* REQUIRED ACTION: The answer must consist of each line below that contains the word "Filter", copied in full.
[[ RECORDS TO PROCESS open ]]
PR #10538, opened 2025-09-14
Filter Comick.kt

08shiro80:
add Genre Filter to Ignored Tags to make Permanent Blacklist, and apply on Search

Checklist:


Smol-Ame:
You need to bump the version so it registers as an update, did you even test your changes?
[[ RECORDS TO PROCESS closed ]]
* RESPONSE TO THE TASK:
Filter Comick.kt
add Genre Filter to Ignored Tags to make Permanent Blacklist, and apply on Search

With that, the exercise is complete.